▶ _Description of the task_: Copy out the records below exactly as they appear.

▶ _Listed entries_:
PR #429, opened 2024-06-13
chore: change the IDs in securityContext of PipelineRuns/TaskRuns

ksimon1:
chore: change the IDs in securityContext of PipelineRuns/TaskRuns

The IDs defined in securityContext of example PipelineRuns are not accurate. The disk has preset IDs 107 (qemu user). It makes sense to use the same IDs for PipelineRun / TaskRun.
Added mention and solution about issue with permission denied in disk-virt tasks readmes.

**Release note**:
```
NONE
```


jcanocan:
This looks great! Thanks!
/lgtm

PR #437, opened 2024-06-21
fix: readme and efi pipeline description

ksimon1:
fix: readme and efi pipeline description
add missing windows 10 support to description of efi pipeline and README

**Release note**:
```
NONE
```


0xFelix (approved):
/lgtm

PR #870, opened 2026-09-12
fix(postgres): preserve tags on name and size updates

### LINKED ISSUE #827: `cloud postgres update` without a tag flag clears all tags (API treats an absent `tags` on PATCH as replace-with-empty)
## Validated scope and current-PR plan — 2026-09-11

This section records the QA review and the current decision to finalize existing PRs without opening new PRs. It supersedes the proposed routing/fix suggestions in the original report below; the original observations are retained. Central plan: #757.

### Disposition

Deferred from this existing-PR finalization pass. Keep the issue open; no new PR is requested now. This is not a resolution, a severity downgrade, or a waiver of release acceptance.

### Validation and corrections

Confirmed outgoing rename PATCH omits tags and does no preliminary GET; the destructive backend effect remains QA evidence. [postgres.rs:1648](https://github.com/ClickHouse/clickhousectl/blob/d2c37f814fff53fe68d636e34103e2d0550bf84d/crates/clickhousectl/src/cloud/postgres.rs#L1648) matches the reported mechanism. Preserve a complete fetched tag snapshot, fail if tags are absent, and account for concurrent updates. Keep explicit clear semantics. No currently open PR owns tag-preserving PATCH behavior.

---

## Original QA report

Found in the 2026-09-11 QA sweep of the combined PR stack at [`d2c37f81`](https://github.com/ClickHouse/clickhousectl/commit/d2c37f814fff53fe68d636e34103e2d0550bf84d), top PR #823, installed release build (package version still 0.4.2). Reproduced behaviour only; no implementation included.

Severity: high; silent metadata loss on every rename or resize.

```sh
clickhousectl cloud postgres update "$PG" --add-tag env=qa --add-tag owner=me | jq -c .tags
# [{"key":"env","value":"qa"},{"key":"owner","value":"me"}]
clickhousectl cloud postgres update "$PG" --size c6gd.large | jq -c .tags
# []
clickhousectl cloud postgres get "$PG" | jq -c .tags
# []
```

README: "`--clear-tags` replaces the tag list with an empty list … omitting all three leaves tags unchanged." That is false against the live API.

The CLI request is correct per the spec — `build_postgres_update_request` passes `tags: None` and `PostgresServicePatchRequest.tags` is `skip_serializing_if = "Option::is_none"`, so no `tags` key is sent. The API treats the absent key as "clear". `cloud service update` did not show this behaviour.

Suggested CLI fix, independent of the backend fix: the handler already GETs the service when `--add-tag`/`--remove-tag` is present; always GET and echo the current tags back when no tag flag is supplied. Correct the README sentence either way. A separate backend issue is needed for the PATCH semantics (to be raised by the maintainers alongside #835).

Acceptance: wiremock test that a `--name`/`--size`-only update sends the current tags; `postgres get` after such an update shows tags unchanged.

sdairs:
Postgres name, size and HA-only updates previously omitted `tags`, which the deployed API treats as clearing the tag list. Every update except explicit `--clear-tags` now fetches and preserves the complete current tag snapshot, applying requested tag additions/removals to it.

Missing/null tag lists, incomplete tag identities and failed reads prevent PATCH. Key-only and empty-string-valued tags retain their distinct representations; explicit clearing still needs no GET. README documents that the API replaces the snapshot, so concurrent tag changes can still race with an update.

Closes #827.

Validation: real-binary wiremock coverage for name/size/HA changes against empty/populated tags, missing/null response fields, failed reads, additions/removals and explicit clearing. Focused merge tests passed. Combined stack validation passed formatting, default CLI Clippy and 1,846 passing CLI tests (four existing ignored), telemetry-disabled check/all-target Clippy, and all 91 Python/classifier tests. The deployed backend effect was established in the issue; this change was verified locally against mocks, without modifying a live service.

Appended in stack #769. No existing stack commits were rewritten.

### DIFF
--- a/README.md
+++ b/README.md
@@ -1210,7 +1210,9 @@ clickhousectl cloud postgres update <pg-id> \
 clickhousectl cloud postgres update <pg-id> --clear-tags
 
 # --clear-tags replaces the tag list with an empty list and conflicts with
-# --add-tag and --remove-tag; omitting all three leaves tags unchanged.
+# --add-tag and --remove-tag; omitting all three preserves the fetched tags.
+# Updates read the complete tag list first (except --clear-tags) and fail if it
+# cannot be read safely. Avoid concurrent tag changes: PATCH replaces that snapshot.
 
 # Delete (works from any state, including running; no stop needed first)
 clickhousectl cloud postgres delete <pg-id>
--- a/crates/clickhousectl/src/cloud/postgres.rs
+++ b/crates/clickhousectl/src/cloud/postgres.rs
@@ -1234,7 +1234,7 @@ fn merge_tags(
     merged
 }
 
-/// Merges `--add-tag`/`--remove-tag` against the tag list a GET returned.
+/// Preserves or merges the tag list a GET returned before every update.
 ///
 /// An omitted `tags` in the response is indistinguishable from a field the API
 /// dropped, so a read-modify-write must not proceed on it: `tags` is replaced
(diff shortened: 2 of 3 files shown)


iskakaushik (approved):
LGTM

▶ _Finished exercise_:
PR #429, opened 2024-06-13
chore: change the IDs in securityContext of PipelineRuns/TaskRuns

ksimon1:
chore: change the IDs in securityContext of PipelineRuns/TaskRuns

The IDs defined in securityContext of example PipelineRuns are not accurate. The disk has preset IDs 107 (qemu user). It makes sense to use the same IDs for PipelineRun / TaskRun.
Added mention and solution about issue with permission denied in disk-virt tasks readmes.

**Release note**:
```
NONE
```


jcanocan:
This looks great! Thanks!
/lgtm

PR #437, opened 2024-06-21
fix: readme and efi pipeline description

ksimon1:
fix: readme and efi pipeline description
add missing windows 10 support to description of efi pipeline and README

**Release note**:
```
NONE
```


0xFelix (approved):
/lgtm

PR #870, opened 2026-09-12
fix(postgres): preserve tags on name and size updates

### LINKED ISSUE #827: `cloud postgres update` without a tag flag clears all tags (API treats an absent `tags` on PATCH as replace-with-empty)
## Validated scope and current-PR plan — 2026-09-11

This section records the QA review and the current decision to finalize existing PRs without opening new PRs. It supersedes the proposed routing/fix suggestions in the original report below; the original observations are retained. Central plan: #757.

### Disposition

Deferred from this existing-PR finalization pass. Keep the issue open; no new PR is requested now. This is not a resolution, a severity downgrade, or a waiver of release acceptance.

### Validation and corrections

Confirmed outgoing rename PATCH omits tags and does no preliminary GET; the destructive backend effect remains QA evidence. [postgres.rs:1648](https://github.com/ClickHouse/clickhousectl/blob/d2c37f814fff53fe68d636e34103e2d0550bf84d/crates/clickhousectl/src/cloud/postgres.rs#L1648) matches the reported mechanism. Preserve a complete fetched tag snapshot, fail if tags are absent, and account for concurrent updates. Keep explicit clear semantics. No currently open PR owns tag-preserving PATCH behavior.

---

## Original QA report

Found in the 2026-09-11 QA sweep of the combined PR stack at [`d2c37f81`](https://github.com/ClickHouse/clickhousectl/commit/d2c37f814fff53fe68d636e34103e2d0550bf84d), top PR #823, installed release build (package version still 0.4.2). Reproduced behaviour only; no implementation included.

Severity: high; silent metadata loss on every rename or resize.

```sh
clickhousectl cloud postgres update "$PG" --add-tag env=qa --add-tag owner=me | jq -c .tags
# [{"key":"env","value":"qa"},{"key":"owner","value":"me"}]
clickhousectl cloud postgres update "$PG" --size c6gd.large | jq -c .tags
# []
clickhousectl cloud postgres get "$PG" | jq -c .tags
# []
```

README: "`--clear-tags` replaces the tag list with an empty list … omitting all three leaves tags unchanged." That is false against the live API.

The CLI request is correct per the spec — `build_postgres_update_request` passes `tags: None` and `PostgresServicePatchRequest.tags` is `skip_serializing_if = "Option::is_none"`, so no `tags` key is sent. The API treats the absent key as "clear". `cloud service update` did not show this behaviour.

Suggested CLI fix, independent of the backend fix: the handler already GETs the service when `--add-tag`/`--remove-tag` is present; always GET and echo the current tags back when no tag flag is supplied. Correct the README sentence either way. A separate backend issue is needed for the PATCH semantics (to be raised by the maintainers alongside #835).

Acceptance: wiremock test that a `--name`/`--size`-only update sends the current tags; `postgres get` after such an update shows tags unchanged.

sdairs:
Postgres name, size and HA-only updates previously omitted `tags`, which the deployed API treats as clearing the tag list. Every update except explicit `--clear-tags` now fetches and preserves the complete current tag snapshot, applying requested tag additions/removals to it.

Missing/null tag lists, incomplete tag identities and failed reads prevent PATCH. Key-only and empty-string-valued tags retain their distinct representations; explicit clearing still needs no GET. README documents that the API replaces the snapshot, so concurrent tag changes can still race with an update.

Closes #827.

Validation: real-binary wiremock coverage for name/size/HA changes against empty/populated tags, missing/null response fields, failed reads, additions/removals and explicit clearing. Focused merge tests passed. Combined stack validation passed formatting, default CLI Clippy and 1,846 passing CLI tests (four existing ignored), telemetry-disabled check/all-target Clippy, and all 91 Python/classifier tests. The deployed backend effect was established in the issue; this change was verified locally against mocks, without modifying a live service.

Appended in stack #769. No existing stack commits were rewritten.

### DIFF
--- a/README.md
+++ b/README.md
@@ -1210,7 +1210,9 @@ clickhousectl cloud postgres update <pg-id> \
 clickhousectl cloud postgres update <pg-id> --clear-tags
 
 # --clear-tags replaces the tag list with an empty list and conflicts with
-# --add-tag and --remove-tag; omitting all three leaves tags unchanged.
+# --add-tag and --remove-tag; omitting all three preserves the fetched tags.
+# Updates read the complete tag list first (except --clear-tags) and fail if it
+# cannot be read safely. Avoid concurrent tag changes: PATCH replaces that snapshot.
 
 # Delete (works from any state, including running; no stop needed first)
 clickhousectl cloud postgres delete <pg-id>
--- a/crates/clickhousectl/src/cloud/postgres.rs
+++ b/crates/clickhousectl/src/cloud/postgres.rs
@@ -1234,7 +1234,7 @@ fn merge_tags(
     merged
 }
 
-/// Merges `--add-tag`/`--remove-tag` against the tag list a GET returned.
+/// Preserves or merges the tag list a GET returned before every update.
 ///
 /// An omitted `tags` in the response is indistinguishable from a field the API
 /// dropped, so a read-modify-write must not proceed on it: `tags` is replaced
(diff shortened: 2 of 3 files shown)


iskakaushik (approved):
LGTM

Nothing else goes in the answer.